While the heightened language may seem strange at first, with the dialogue recounted in indirect speech, nouns often forced to serve as verbs and other idiosyncrasies, the reader quickly becomes accustomed to the strangeness, seeing the world through Eilish’s eyes. She is a kind, intelligent woman, highly qualified as a scientist and about to return to work after taking maternity leave with her and Larry’s “surprise” baby, Ben, following their son Bailey, now 12, Molly, 14and 17-year-old Mark. She and Larry have a good marriage, mainly focused on getting the children to school, delivering them by car to their extra-curricular activities, and picking them up again. Eilish also keeps an eye on her widowed father, Simon, living alone a short drive away, and showing signs of dementia.

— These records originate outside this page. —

PR #496, opened 2021-09-17
PWA-2114: Create mutation to set payment method on negotiable quote

cspruiell:
## Problem

We cannot currently support end-to-end checkout of negotiable quotes in GraphQL because several mutations are missing, including one to set the payment method on the negotiable quote. (Other missing mutations will be addressed separately.)

## Solution

Add the setNegotiableQuotePaymentMethod mutation to the NegotiableQuoteGraphQl schema and return the full negotiable quote as the output.


dthampy:
The PR looks good @cspruiell

amolina-magento (approved):

amolina-magento (approved):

Larry does not return from questioning, nor does he answer his phone. A national emergency is declared and there is talk of internment. The author does not dwell on the details of what is happening politically: the focus is entirely on Eilish’s experience of daily life in the nightmare of a society that is transforming into a police state. As things get worse she looks back nostalgically and ‘she sees how happiness hides in the humdrum…’ Her sister in Canada encourages her to bring the family to safety while she can, but Eilish cannot decide.

It is hard to put the book down as life for Eilish and the children turns from bad to worse, all too plausibly, beyond anyone’s control. Three hundred-plus pages go by in a flash, as she struggles to hold her family together in the huge catastrophe that has befallen the familiar cityscape.

Prophet Song is an extraordinary achievement, totally realistic, demonstrating the power of fiction to enhance our empathy for those elsewhere, living through horrors beyond our everyday experience., witnessed only on the TV screen.